*What to work on*
Among the lines of the data below, count those that hold the word "pocket". Answer with the number alone.

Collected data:

━━━━

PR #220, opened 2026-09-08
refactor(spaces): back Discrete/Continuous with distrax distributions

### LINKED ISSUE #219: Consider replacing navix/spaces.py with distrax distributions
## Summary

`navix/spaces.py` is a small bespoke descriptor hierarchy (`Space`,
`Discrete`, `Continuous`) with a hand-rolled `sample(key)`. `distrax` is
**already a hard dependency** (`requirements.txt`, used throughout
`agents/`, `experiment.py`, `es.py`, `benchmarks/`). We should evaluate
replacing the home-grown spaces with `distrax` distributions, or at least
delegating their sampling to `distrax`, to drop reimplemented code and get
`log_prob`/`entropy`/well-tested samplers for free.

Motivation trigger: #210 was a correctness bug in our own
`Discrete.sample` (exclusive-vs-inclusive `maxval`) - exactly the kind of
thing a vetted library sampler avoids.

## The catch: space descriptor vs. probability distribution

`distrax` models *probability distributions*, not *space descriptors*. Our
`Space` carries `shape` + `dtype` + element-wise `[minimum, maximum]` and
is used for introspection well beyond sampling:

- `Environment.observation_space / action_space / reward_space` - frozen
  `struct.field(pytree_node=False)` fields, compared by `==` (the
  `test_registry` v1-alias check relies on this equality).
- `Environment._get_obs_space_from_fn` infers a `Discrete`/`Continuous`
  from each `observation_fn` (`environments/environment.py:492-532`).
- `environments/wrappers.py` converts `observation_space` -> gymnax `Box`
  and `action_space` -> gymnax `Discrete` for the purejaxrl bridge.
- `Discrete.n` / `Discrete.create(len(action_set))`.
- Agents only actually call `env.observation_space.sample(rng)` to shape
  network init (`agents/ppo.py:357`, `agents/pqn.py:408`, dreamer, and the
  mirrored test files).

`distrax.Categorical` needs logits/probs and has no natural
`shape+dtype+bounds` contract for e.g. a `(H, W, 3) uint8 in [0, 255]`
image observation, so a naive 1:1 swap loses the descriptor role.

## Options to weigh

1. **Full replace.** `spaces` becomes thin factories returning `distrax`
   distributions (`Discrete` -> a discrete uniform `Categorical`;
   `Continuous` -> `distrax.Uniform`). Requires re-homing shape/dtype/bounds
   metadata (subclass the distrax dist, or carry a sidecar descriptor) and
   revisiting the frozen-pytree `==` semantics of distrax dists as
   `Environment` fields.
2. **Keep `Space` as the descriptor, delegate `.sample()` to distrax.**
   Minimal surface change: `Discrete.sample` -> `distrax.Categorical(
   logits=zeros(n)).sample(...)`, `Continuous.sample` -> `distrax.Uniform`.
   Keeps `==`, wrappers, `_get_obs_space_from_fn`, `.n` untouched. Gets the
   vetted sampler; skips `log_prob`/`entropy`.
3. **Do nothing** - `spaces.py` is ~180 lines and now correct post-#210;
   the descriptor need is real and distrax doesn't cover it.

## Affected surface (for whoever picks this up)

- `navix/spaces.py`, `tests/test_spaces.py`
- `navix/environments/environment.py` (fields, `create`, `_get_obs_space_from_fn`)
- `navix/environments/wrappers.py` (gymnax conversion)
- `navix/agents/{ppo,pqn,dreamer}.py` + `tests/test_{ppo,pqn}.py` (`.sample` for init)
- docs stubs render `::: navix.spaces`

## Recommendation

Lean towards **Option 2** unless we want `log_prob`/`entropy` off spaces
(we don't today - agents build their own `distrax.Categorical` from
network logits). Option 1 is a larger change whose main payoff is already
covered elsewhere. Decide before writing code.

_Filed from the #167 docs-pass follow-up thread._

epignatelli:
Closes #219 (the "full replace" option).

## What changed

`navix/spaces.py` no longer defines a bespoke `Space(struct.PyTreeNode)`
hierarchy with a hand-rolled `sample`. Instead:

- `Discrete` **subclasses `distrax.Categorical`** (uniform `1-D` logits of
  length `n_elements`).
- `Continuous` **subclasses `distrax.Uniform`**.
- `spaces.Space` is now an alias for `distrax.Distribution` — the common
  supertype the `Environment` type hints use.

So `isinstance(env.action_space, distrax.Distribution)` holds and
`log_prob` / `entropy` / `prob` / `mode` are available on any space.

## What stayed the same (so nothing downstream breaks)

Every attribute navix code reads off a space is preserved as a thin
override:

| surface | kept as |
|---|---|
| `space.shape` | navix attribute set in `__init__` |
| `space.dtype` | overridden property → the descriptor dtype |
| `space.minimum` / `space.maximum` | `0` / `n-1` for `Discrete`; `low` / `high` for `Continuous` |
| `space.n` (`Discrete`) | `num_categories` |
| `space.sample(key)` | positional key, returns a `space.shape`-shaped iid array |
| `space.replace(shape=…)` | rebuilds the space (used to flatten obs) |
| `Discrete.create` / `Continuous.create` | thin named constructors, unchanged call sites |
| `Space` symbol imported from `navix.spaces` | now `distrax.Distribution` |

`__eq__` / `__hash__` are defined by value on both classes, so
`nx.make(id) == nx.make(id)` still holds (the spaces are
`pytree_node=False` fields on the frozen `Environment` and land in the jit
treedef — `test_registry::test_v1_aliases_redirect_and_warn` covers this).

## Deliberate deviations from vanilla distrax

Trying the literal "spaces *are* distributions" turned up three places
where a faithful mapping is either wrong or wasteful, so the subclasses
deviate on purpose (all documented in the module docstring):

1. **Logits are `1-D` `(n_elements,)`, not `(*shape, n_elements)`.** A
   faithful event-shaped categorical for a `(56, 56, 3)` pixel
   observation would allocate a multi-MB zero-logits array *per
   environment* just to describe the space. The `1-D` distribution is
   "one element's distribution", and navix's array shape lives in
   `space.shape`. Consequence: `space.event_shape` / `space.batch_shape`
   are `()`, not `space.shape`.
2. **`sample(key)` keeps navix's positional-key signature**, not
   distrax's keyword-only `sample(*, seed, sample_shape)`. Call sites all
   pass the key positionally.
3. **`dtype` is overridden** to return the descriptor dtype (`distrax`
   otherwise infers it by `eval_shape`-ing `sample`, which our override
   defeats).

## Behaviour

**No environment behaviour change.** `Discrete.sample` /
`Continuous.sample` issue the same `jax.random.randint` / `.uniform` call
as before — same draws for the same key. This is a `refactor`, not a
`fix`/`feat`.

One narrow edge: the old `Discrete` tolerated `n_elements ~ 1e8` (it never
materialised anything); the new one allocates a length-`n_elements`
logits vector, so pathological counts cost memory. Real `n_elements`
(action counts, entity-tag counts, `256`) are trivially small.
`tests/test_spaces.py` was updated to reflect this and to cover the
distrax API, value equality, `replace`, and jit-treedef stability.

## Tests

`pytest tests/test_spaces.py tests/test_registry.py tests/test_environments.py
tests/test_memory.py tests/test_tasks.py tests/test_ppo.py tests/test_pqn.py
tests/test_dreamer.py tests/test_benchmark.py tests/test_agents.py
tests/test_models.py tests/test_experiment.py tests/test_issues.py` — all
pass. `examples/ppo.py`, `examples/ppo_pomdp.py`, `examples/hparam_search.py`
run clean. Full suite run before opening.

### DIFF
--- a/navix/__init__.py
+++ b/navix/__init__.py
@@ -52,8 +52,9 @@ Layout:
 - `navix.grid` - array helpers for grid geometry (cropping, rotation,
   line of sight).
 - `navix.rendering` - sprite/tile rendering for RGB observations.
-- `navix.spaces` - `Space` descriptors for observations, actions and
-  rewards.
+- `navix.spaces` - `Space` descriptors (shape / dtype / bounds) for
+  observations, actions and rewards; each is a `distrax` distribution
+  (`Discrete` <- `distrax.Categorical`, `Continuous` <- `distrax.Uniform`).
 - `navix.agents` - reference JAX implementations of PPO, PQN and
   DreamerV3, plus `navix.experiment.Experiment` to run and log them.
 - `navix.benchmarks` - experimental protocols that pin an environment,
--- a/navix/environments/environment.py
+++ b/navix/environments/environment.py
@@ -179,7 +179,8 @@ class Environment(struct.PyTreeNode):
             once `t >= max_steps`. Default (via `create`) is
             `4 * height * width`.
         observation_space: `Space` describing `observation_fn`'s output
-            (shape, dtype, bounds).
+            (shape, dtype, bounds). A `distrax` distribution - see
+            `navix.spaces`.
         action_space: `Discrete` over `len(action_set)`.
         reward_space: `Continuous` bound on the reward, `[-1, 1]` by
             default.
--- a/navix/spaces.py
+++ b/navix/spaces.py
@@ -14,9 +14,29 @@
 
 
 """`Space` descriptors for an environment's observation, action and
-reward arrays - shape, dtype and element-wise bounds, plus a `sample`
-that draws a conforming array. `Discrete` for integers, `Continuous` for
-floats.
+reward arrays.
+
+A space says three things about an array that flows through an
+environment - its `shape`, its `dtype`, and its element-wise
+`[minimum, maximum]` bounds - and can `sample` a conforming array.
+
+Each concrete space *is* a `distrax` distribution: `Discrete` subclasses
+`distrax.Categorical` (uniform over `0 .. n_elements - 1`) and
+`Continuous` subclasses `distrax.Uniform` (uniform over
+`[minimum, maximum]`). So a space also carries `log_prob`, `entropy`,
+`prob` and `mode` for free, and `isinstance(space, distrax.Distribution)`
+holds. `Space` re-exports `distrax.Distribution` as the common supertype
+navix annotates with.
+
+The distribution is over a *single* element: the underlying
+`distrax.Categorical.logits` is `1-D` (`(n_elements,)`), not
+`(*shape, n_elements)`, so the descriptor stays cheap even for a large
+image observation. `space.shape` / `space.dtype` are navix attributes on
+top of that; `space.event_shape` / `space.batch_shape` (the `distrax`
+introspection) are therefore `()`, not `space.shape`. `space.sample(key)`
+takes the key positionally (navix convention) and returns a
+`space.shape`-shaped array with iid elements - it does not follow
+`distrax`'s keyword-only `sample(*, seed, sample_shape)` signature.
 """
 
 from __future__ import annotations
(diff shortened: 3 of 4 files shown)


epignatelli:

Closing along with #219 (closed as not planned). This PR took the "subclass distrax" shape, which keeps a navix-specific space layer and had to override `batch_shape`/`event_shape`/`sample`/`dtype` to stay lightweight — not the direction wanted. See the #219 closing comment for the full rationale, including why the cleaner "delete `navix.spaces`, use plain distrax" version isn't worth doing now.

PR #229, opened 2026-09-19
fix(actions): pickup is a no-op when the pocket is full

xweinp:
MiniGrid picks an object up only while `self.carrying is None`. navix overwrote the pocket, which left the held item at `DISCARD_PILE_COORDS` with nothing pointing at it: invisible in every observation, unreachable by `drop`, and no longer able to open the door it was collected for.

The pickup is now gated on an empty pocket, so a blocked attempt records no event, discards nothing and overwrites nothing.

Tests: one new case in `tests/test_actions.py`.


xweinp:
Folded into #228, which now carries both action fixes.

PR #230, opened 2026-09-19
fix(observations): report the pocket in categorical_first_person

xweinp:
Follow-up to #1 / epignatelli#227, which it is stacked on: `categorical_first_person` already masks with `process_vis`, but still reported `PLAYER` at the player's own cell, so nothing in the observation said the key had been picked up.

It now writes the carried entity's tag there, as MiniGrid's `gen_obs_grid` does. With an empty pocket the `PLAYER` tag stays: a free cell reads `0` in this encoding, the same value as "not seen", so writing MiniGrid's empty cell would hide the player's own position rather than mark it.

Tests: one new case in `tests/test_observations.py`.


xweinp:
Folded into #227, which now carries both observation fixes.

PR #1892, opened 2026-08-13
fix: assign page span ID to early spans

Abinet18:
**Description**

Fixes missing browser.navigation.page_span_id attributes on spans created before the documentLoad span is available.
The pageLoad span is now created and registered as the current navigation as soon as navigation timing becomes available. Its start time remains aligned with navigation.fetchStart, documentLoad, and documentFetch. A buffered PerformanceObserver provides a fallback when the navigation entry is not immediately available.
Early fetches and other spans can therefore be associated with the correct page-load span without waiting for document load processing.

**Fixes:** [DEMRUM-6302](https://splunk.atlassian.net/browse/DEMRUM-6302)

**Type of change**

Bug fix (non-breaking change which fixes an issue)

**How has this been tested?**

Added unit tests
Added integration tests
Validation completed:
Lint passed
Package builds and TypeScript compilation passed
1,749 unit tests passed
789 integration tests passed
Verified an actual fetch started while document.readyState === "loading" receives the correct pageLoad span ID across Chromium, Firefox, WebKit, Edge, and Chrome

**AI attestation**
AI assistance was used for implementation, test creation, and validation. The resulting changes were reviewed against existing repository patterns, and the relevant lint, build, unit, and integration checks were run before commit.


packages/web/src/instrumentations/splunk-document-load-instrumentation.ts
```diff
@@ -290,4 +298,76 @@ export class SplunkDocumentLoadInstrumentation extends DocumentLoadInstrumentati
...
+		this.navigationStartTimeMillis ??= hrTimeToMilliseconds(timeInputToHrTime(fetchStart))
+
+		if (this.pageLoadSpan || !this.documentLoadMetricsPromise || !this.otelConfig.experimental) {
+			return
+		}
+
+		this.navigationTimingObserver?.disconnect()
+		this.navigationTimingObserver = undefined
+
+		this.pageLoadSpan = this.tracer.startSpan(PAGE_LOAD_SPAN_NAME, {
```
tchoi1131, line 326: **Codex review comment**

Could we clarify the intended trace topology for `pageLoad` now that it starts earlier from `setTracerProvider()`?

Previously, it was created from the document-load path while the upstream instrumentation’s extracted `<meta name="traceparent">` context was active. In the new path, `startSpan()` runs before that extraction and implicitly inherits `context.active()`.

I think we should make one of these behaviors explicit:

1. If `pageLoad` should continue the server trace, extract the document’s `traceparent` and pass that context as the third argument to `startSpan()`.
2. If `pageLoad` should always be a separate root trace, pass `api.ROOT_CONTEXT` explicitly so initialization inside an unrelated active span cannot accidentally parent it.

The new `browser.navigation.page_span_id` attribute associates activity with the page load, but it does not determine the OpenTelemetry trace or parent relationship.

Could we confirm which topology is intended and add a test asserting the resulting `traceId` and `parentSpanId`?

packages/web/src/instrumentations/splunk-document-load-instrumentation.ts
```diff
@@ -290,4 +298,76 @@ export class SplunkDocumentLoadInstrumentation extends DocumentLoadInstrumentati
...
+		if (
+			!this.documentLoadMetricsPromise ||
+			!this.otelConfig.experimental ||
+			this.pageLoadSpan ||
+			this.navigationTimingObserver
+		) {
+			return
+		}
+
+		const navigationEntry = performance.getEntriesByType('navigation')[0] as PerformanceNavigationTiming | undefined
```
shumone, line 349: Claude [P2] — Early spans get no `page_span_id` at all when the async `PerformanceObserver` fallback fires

━━━━

*Your response*
5